We can also also use a Local Moran's i statistic (similar to Lab 4) to see where clustering of prices occurs.

In [None]:
from esda.moran import Moran_Local
from splot.esda import moran_scatterplot, plot_local_autocorrelation

# Calculate local Moran's I
moran_loc = Moran_Local(gdf['pricemean'], w)

# Plot Moran scatterplot
fig, ax = moran_scatterplot(moran_loc, p=0.05)
plt.show()

# Plot Local Moran's I Map
plot_local_autocorrelation(moran_loc, gdf, 'pricemean')
plt.show()

It's clear there's some clustering of high values and low values in certain locations. This looks a little different to where we see census tracts that have been grouped due to high prices. 

### Spatial K-means clustering
Let's see if spatial autocorrelation affects our model by adding spatial weights. 

In [None]:
from libpysal.weights import Queen

# Convert the spatial weights matrix to a numpy array so it can be appended to your feature set of price values
w_matrix = w.full()[0]

# Append spatial weights
X_with_weights = np.hstack((X.values, w_matrix))

# Perform K-Means clustering on the extended dataset
skm4clusters = km4.fit_predict(X_with_weights)


# Add cluster labels to geodaraframe
gdf['skm4clusters'] = skm4clusters


In [None]:
# Create two subplots side by side
fig, axes = plt.subplots(1, 2, figsize=(15, 6))

# Plot the clusters from K-Means on the first subplot (axes[0])
gdf.plot(column='km4clusters', categorical=True, legend=True, ax=axes[0])

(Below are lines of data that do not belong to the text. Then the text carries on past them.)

PR #590, opened 2021-03-24
Implement a dummy health indicator handler in all switches

pudelkoM:
Not handling the HealthIndicator request type in the switch interface leads to undesirable errors in the log. This normalizes the behavior across all switches, which now return `HEALTH_STATE_UNKNOWN`.

This behavior is in line with our decision that all SwitchInterface implementations must implement all message types.

### DIFF
--- a/stratum/hal/lib/barefoot/bf_chassis_manager.cc
+++ b/stratum/hal/lib/barefoot/bf_chassis_manager.cc
@@ -724,6 +724,14 @@ BFChassisManager::GetPortConfig(uint64 node_id, uint32 port_id) const {
           TRUNK_MEMBER_BLOCK_STATE_UNKNOWN);
       break;
     }
+    case DataRequest::Request::kHealthIndicator: {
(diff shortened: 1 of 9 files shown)


stratum/hal/lib/barefoot/bf_chassis_manager.cc
```diff
@@ -724,6 +724,14 @@ ::util::StatusOr<DataResponse> BFChassisManager::GetPortData(
           TRUNK_MEMBER_BLOCK_STATE_FORWARDING);
       break;
     }
+    case DataRequest::Request::kHealthIndicator: {
+      // Find current port health indicator (LED) for port located at:
+      // - node_id: req.health_indicator().node_id()
+      // - port_id: req.health_indicator().port_id()
+      // and then write it into the response.
+      resp.mutable_health_indicator()->set_state(HEALTH_STATE_GOOD);
```
Yi-Tseng, line 732: can we use `HEALTH_STATE_UNKNOWN` as dummy values?

PR #593, opened 2021-03-26
Use `RE2` for yang mac-address parsing

pudelkoM:
Addressed issues:

- `::google::protobuf::uint64` -> `uint64`
- `<regex>` -> RE2
- make `YangStringToMacAddress` safer
- comments
- style

This PR also fixes things introduces in commit https://github.com/stratum/stratum/commit/6e71349660bd1dbde65a9c5b765e391559e6a288.

### DIFF
--- a/stratum/hal/lib/common/utils.cc
+++ b/stratum/hal/lib/common/utils.cc
@@ -282,7 +282,7 @@ uint64 ConvertStringToSpeedBps(const std::string& speed_string) {
   } else if (speed_string == "SPEED_100GB") {
     return kHundredGigBps;
   } else {
-    return 0LL;
+    return 0ull;
   }
 }
 
--- a/stratum/hal/lib/common/utils.cc
+++ b/stratum/hal/lib/common/utils.cc
@@ -318,10 +318,10 @@ bool ConvertTrunkMemberBlockStateToBool(const TrunkMemberBlockState& state) {
 }
 
 std::string MacAddressToYangString(const uint64& mac_address) {
-  return absl::StrFormat("%x:%x:%x:%x:%x:%x", (mac_address >> 40) & 0xFF,
-                         (mac_address >> 32) & 0xFF, (mac_address >> 24) & 0xFF,
-                         (mac_address >> 16) & 0xFF, (mac_address >> 8) & 0xFF,
-                         mac_address & 0xFF);
+  return absl::StrFormat("%02x:%02x:%02x:%02x:%02x:%02x",
+                         (mac_address >> 40) & 0xFF, (mac_address >> 32) & 0xFF,
+                         (mac_address >> 24) & 0xFF, (mac_address >> 16) & 0xFF,
+                         (mac_address >> 8) & 0xFF, mac_address & 0xFF);
 }
 
 ::util::StatusOr<uint64> YangStringToMacAddress(std::string yang_string) {
--- a/stratum/hal/lib/common/utils.cc
+++ b/stratum/hal/lib/common/utils.cc
@@ -323,16 +323,16 @@ std::string MacAddressToYangString(const uint64& mac_address) {
                          (mac_address >> 8) & 0xFF, mac_address & 0xFF);
 }
 
-::util::StatusOr<uint64> YangStringToMacAddress(std::string yang_string) {
+::util::StatusOr<uint64> YangStringToMacAddress(
+    const std::string& yang_string) {
   RET_CHECK(
       RE2::FullMatch(yang_string, R"#(^[0-9a-fA-F]{2}(:[0-9a-fA-F]{2}){5}$)#"))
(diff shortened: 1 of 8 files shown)


stratum/hal/lib/common/yang_parse_tree_paths.cc
```diff
@@ -1706,10 +1701,10 @@ void SetUpInterfacesInterfaceEthernetStateAutoNegotiate(
 // data from the DataResponse proto received from SwitchInterface, i.e.,
 // "&DataResponse::PortCounters::message", where message field in
 // DataResponse::Counters.
-TreeNodeEventHandler GetPollCounterFunctor(
-    uint64 node_id, uint32 port_id,
-    ::google::protobuf::uint64 (PortCounters::*func_ptr)() const,
-    YangParseTree* tree) {
+TreeNodeEventHandler GetPollCounterFunctor(uint64 node_id, uint32 port_id,
+                                           uint64 (PortCounters::*func_ptr)()
+                                               const,
```
Yi-Tseng, line 1706: is there a better way to make `const` and the `func_ptr` in the same line?

stratum/hal/lib/common/yang_parse_tree_test.cc
```diff
@@ -1161,13 +1161,14 @@ TEST_F(YangParseTreeTest,
                               /* Notification will not be called */ nullptr),
               StatusIs(_, _, ContainsRegex("not a TypedValue message")));
 
-  for (auto mac_string : kMacStrings) {
+  for (auto mac_string : kInvalidMacStrings) {
```
pudelkoM, line 1164:
```suggestion
  for (const auto& mac_string : kInvalidMacStrings) {
```

stratum/hal/lib/common/yang_parse_tree_paths.cc
pudelkoM: Yes! I think the yang tree arg should come before the func_ptr, like with all the other `Get*Functor` functions.

stratum/hal/lib/common/utils.cc
```diff
@@ -318,34 +316,33 @@ bool ConvertTrunkMemberBlockStateToBool(const TrunkMemberBlockState& state) {
   return state == TRUNK_MEMBER_BLOCK_STATE_FORWARDING;
 }
 
-std::string MacAddressToYangString(
-    const ::google::protobuf::uint64& mac_address) {
+std::string MacAddressToYangString(const uint64& mac_address) {
   return absl::StrFormat("%x:%x:%x:%x:%x:%x", (mac_address >> 40) & 0xFF,
```
bocon13, line 320:
```suggestion
  return absl::StrFormat("%2x:%2x:%2x:%2x:%2x:%2x", (mac_address >> 40) & 0xFF,
```

stratum/hal/lib/common/yang_parse_tree_test.cc
```diff
@@ -1147,8 +1147,8 @@ TEST_F(YangParseTreeTest,
       "11:22:333:44:55:66",    // Too many hex digits
```
bocon13, line 1147:
```suggestion
      "0:0:0:0:0:0",         // Single digits not support
      "11:22:333:44:55:66",    // Too many hex digits
```

stratum/hal/lib/common/utils.cc
pudelkoM: It was `%02x` for zero padding in the end. Feel free to extend the new tests cases.

stratum/hal/lib/common/utils.cc
```diff
@@ -268,22 +267,21 @@ std::string ConvertSpeedBpsToString(
...
 }
 
-::google::protobuf::uint64 ConvertStringToSpeedBps(
-    const std::string& speed_string) {
-  if (speed_string.compare("SPEED_10GB") == 0) {
+uint64 ConvertStringToSpeedBps(const std::string& speed_string) {
+  if (speed_string == "SPEED_10GB") {
     return kTenGigBps;
-  } else if (speed_string.compare("SPEED_20GB") == 0) {
+  } else if (speed_string == "SPEED_20GB") {
```
pudelkoM, line 273: For reference: https://stackoverflow.com/a/9159670

stratum/hal/lib/common/utils.cc
bocon13: Yes, sorry.

stratum/hal/lib/common/yang_parse_tree_paths.cc
```diff
@@ -1343,7 +1339,7 @@ void SetUpInterfacesInterfaceEthernetConfigMacAddress(uint64 node_id,
       return status;
     }
```
pudelkoM, line 1340: This feels like `RETURN_IF_ERROR`, but check other places.

Issue #176, opened 2019-10-01
Improve error messaging for the katas that allow it


tcNickolas:
Several katas could have better error messaging:

- [ ] Superposition : the test harness could log the actual state of the system after prep vs the expected state before asserting that they are the same (the change would add state prep and logging using `DumpMachine` to `AssertEqualOnZeroState`)
- [ ] BasicGates : a similar improvement, but a bit more extra code to write a unified test wrapper (since all tests in it just use `AssertOperationsEqualReferenced`)
- [ ] Measurements : the test harness already reports the number of incorrect classifications; in addition, it can print the states which were misclassified in human-readable format, taking an array of string representations of states as an extra parameter to operations like `DistinguishTwoStates_OneQubit` and logging each mismatch.
- [ ] SolveSATWithGrover and GraphColoring : use logging approach similar to RippleCarryAdder to produce more readable results for testing oracles on basis states (so that the solver knows which input state is processed incorrectly, not just that there is an error).

There are probably other katas that allow similar improvements - please share the ideas in the comments!

sandreenko:
I will work on the first task (Superposition).

Omelianenko:
Working on the fourth task, starting from DeutschJozsaAlgorithm

ulitoo:
I will be working on the Measurements test output improvement

vivanwin:
I will work on the BasicGates, to log the actual state.

jackhyder-ms:
DeutschJozsaAlgorithm can be checked off here

jainvasu631:
@tcNickolas What kind of messaging did you have in mind for SolveSATWithGrover?

tcNickolas:
@jainvasu631 Apologies for the delay replying!

For the oracle-based tasks, there are two ways to verify that they are done correctly:
* One can compare the solution to the reference implementation using [AssertOperationsEqualReferenced](https://docs.microsoft.com/en-us/qsharp/api/qsharp/microsoft.quantum.diagnostics.assertoperationsequalreferenced) - this is faster but the result it gives is "incorrect qubit state", which is not particularly helpful.
* Or one can iterate through all possible inputs, convert them to basis states, prepare them, apply the oracle to them and measure the results - if the classical result is incorrect (or if the basis states measured changed as a result of applying the oracle), the implementation is incorrect, but you know what's the basis state you need to debug.

[...]

PR #453, opened 2020-08-05
Devikamehra/improve error join measurement

devikamehra:
#176 Improved error statements in Joint Measurement Kata.


JointMeasurements/Tests.qs
```diff
@@ -22,6 +22,9 @@ namespace Quantum.Kata.JointMeasurements {
     operation DistinguishStates_MultiQubit (Nqubit : Int, Nstate : Int, statePrep : ((Qubit[], Int, Double) => Unit is Adj), testImpl : (Qubit[] => Int), preserveState : Bool) : Unit {
         let nTotal = 100;
         mutable nOk = 0;
+        mutable misclassifications = new String[Nstate];
```
tcNickolas, line 25: The CI build fails because it's claiming that `Nstate` identifier doesn't exist. This is a bit weird, since it definitely does exist... Maybe with the next changes this will go away?

JointMeasurements/Tests.qs
```diff
@@ -20,42 +20,71 @@ namespace Quantum.Kata.JointMeasurements {
...
-                if (ans == state) {
-                    set nOk += 1;
+                if ((ans >= 0) and (ans < nStates)) {
+                    // classification result is a valid state index - check if is it correct
+                    if (ans != state) {
+                        set misclassifications w/= ((state * nStates) + ans) <- (misclassifications[(state * nStates) + ans] + 1);
+                    }
                 }
-                
-                if (preserveState) {
```
tcNickolas, line 44: Please keep the logic of `preserveState` variable - you'll notice that the Measurements kata never requires the learner to preserve the input state while learning which state it was, but JointMeasurements kata asks to do this in multiple tasks

JointMeasurements/Tests.qs
```diff
@@ -20,42 +20,71 @@ namespace Quantum.Kata.JointMeasurements {
...
-                    AssertAllZero(qs);
-                } else {
-                    // we're not checking the state of the qubit after the operation
-                    ResetAll(qs);
+                else {
+                    // classification result is an invalid state index - file it separately
+                    set unknownClassifications w/= state <- (unknownClassifications[state] + 1);  
                 }
+                // if we have a max number of measurements per solution run specified, check that it is not exceeded
+                if (measurementsPerRun > 0) {
```
tcNickolas, line 61: The tasks in JointMeasurements kata do not ask for performing the tasks in a limited number of measurements, so we don't need this logic (and the `measurementsPerRun` parameter)

JointMeasurements/Tests.qs
```diff
@@ -76,19 +105,19 @@ namespace Quantum.Kata.JointMeasurements {
     
     // ------------------------------------------------------
     operation T01_SingleQubitMeasurement_Test () : Unit {
-        DistinguishStates_MultiQubit(2, 2, StatePrep_ParityMeasurement, SingleQubitMeasurement, false);
+        DistinguishStates_MultiQubit(2, 2, StatePrep_ParityMeasurement, SingleQubitMeasurement, 0, ["(1/√2)|00⟩ + (1/√2)|11>", "(1/√2)|01⟩ + (1/√2)|10>"]);
```
tcNickolas, line 108: Notice that the task description promises *a superposition* of these basis states, not "an equal superposition" (specific superpositions can be distinguished and restored really easily). A better way to describe these states in a readable format is `["α|00⟩ + β|11⟩", ""α|01⟩ + β|10⟩"]`

JointMeasurements/Tests.qs
```diff
@@ -76,19 +105,19 @@ namespace Quantum.Kata.JointMeasurements {
...
     }
     
     
     // ------------------------------------------------------
     operation T02_ParityMeasurement_Test () : Unit {
-        DistinguishStates_MultiQubit(2, 2, StatePrep_ParityMeasurement, ParityMeasurement, true);
+        DistinguishStates_MultiQubit(2, 2, StatePrep_ParityMeasurement, ParityMeasurement, 0, ["(1/√2)|00⟩ + (1/√2)|11>", "(1/√2)|01⟩ + (1/√2)|10>"]);
```
tcNickolas, line 114: Same here, `["α|00⟩ + β|11⟩", ""α|01⟩ + β|10⟩"]` will work better

JointMeasurements/Tests.qs
```diff
@@ -76,19 +105,19 @@ namespace Quantum.Kata.JointMeasurements {
...
     }
     
     
     // ------------------------------------------------------
     operation T03_GHZOrGHZWithX_Test () : Unit {
-        DistinguishStates_MultiQubit(4, 2, StatePrep_ParityMeasurement, GHZOrGHZWithX, true);
+        DistinguishStates_MultiQubit(4, 2, StatePrep_ParityMeasurement, GHZOrGHZWithX, 0, ["(1/√2)|0000⟩ + (1/√2)|1111>", "(1/√2)|0011⟩ + (1/√2)|1100>"]);
```
tcNickolas, line 120: Please use α and β here as well

JointMeasurements/Tests.qs
```diff
@@ -148,7 +176,7 @@ namespace Quantum.Kata.JointMeasurements {
     
     
     operation T05_DifferentBasis_Test () : Unit {
-        DistinguishStates_MultiQubit(2, 2, StatePrep_DifferentBasis, DifferentBasis, true);
+        DistinguishStates_MultiQubit(2, 2, StatePrep_DifferentBasis, DifferentBasis, 0, ["𝛼|00⟩+𝛽|01⟩+𝛽|10⟩+𝛼|11⟩", "𝛼|00⟩−𝛽|01⟩+𝛽|10⟩−𝛼|11⟩"]);
```
tcNickolas, line 179: Italic Greek letters look odd if the problem uses "normal" Greek letters... Could you use these instead?
```suggestion
        DistinguishStates_MultiQubit(2, 2, StatePrep_DifferentBasis, DifferentBasis, 0, ["α|00⟩ + β|01⟩ + β|10⟩ + α|11⟩", "α|00⟩ - β|01⟩ + β|10⟩ - α|11⟩"]);
```

tcNickolas (changes requested):
I made a pass and left some comments - I think I found the cause of CI build break, so once you fix those, it should work.

Thank you!

tcNickolas (approved):
Looks good! I reverted part of the change that reintroduced deprecated functions RandomInt and RandomReal - they've been deprecated in the most recent QDK release and removed in ebc0ce0225a99d092f3b590011a45f111ed20be7 - and some whitespace changes - those were all minor and didn't warrant another review iteration.

Thank you!

PR #462, opened 2020-08-18
Use PackageReference in all Katas .csproj files

rmshaffer:
### Purpose
With the upcoming IQ# project references feature (see https://github.com/microsoft/iqsharp/pull/262), the IQ# kernel will automatically load any projects and packages specified in the `.csproj` file alongside the current `.ipynb` notebook file.

Some of the Katas projects have a `ProjectReference` to `utilities/Common/Common.csproj`. But this project is also included in the `Microsoft.Quantum.Katas` package. So when the Katas notebooks try to load the `Microsoft.Quantum.Katas` package, this results in duplicate symbol definitions, and an error is thrown.

### Change Description
This PR proposes to avoid this issue by adding a `PackageReference` to `Microsoft.Quantum.Katas` in all of the `.csproj` files, and removing the `ProjectReference` to `utilities/Common/Common.csproj`, if it exists. (The downside of this change is that it would make the local development process slightly more annoying for changes inside `utilities/Common`. However, it seems that changes there are very infrequent, and so I hope this isn't a big deal.)

### Additional Notes
There will be a major end-user benefit of this change soon. Once the IQ# project references feature is available, and the Katas repo is updated to use that version of the QDK, the `%package Microsoft.Quantum.Katas` command at the top of every notebook can be removed. The package will get automatically loaded during IQ# kernel initialization due to the `PackageReference` in the `.csproj`.

### DIFF
--- a/.github/CONTRIBUTING.md
+++ b/.github/CONTRIBUTING.md
@@ -118,7 +118,7 @@ and to [have PowerShell installed](https://github.com/PowerShell/PowerShell#get-
 
 2. **Running on Binder**  
    The Katas can be run online on [Binder](https://mybinder.org); when you make a potentially breaking change (such as an update to the new QDK version or modifying any package dependencies), you need to make sure that this still works.  
-   You can check this by pushing your changes to a branch on GitHub and navigating to the Binder link used for the Katas (https://mybinder.org/v2/gh/Microsoft/QuantumKatas/master?filepath=index.ipynb) and change account name (`microsoft`) and branch (`master`) in the url to your Github username and branch name, respectively. After that you can navigate to the kata you want to check using the links from index notebook.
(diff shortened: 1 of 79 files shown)


rmshaffer:
Moving this back to Draft status; holding off on this change until after the next QDK release.

rmshaffer:
> I think it would be better to add a reference to the Katas **Project** and not the Katas **Package**. Otherwise, it is odd to have to build & create a package just to pick up changes that are built from the same repository.

I agree, @anpaz-msft, it's not ideal. IQ# currently only supports loading magic commands (such as `%kata`) from packages. Initial support for project references in IQ# is limited to only Q# projects. Essentially this change will involve moving the package reference from the notebooks (`%package` command) into the .csproj file (`PackageReference` element).

It is a good point that we should consider in the future for IQ#: adding support for C# project references to get things like custom magic commands, display encoders, etc. Also adding @cgranade, who had mentioned this at one point as well.

rmshaffer:
Actually closing this PR for now, since the purpose of the change will be slightly different when I raise it again in a week or so. I'll move the changes onto a different branch.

# Plot the clusters from Spatial K-Means on the second subplot (axes[1])
gdf.plot(column='skm4clusters', categorical=True, legend=True, ax=axes[1])

# Set titles for plots
axes[0].set_title('K-Means clustering')
axes[1].set_title('Spatial K-Means clustering')

# Display the plots
plt.tight_layout()
plt.show()

The outputs are similar but by including spatial weights, the census tracts groupings has changed slightly (e.g., in East Scarborough). You may like to take time exploring the cluster means with bar plots. Note that the labels may not align completely but can be [updated.](https://www.digitalocean.com/community/tutorials/update-rows-and-columns-python-pandas) 

Once you have worked through the notebook and feel happy with the concepts, export your notebook by selection File > Print Preview > Save as PDF.

Upload your PDF to Part 2 of the lab.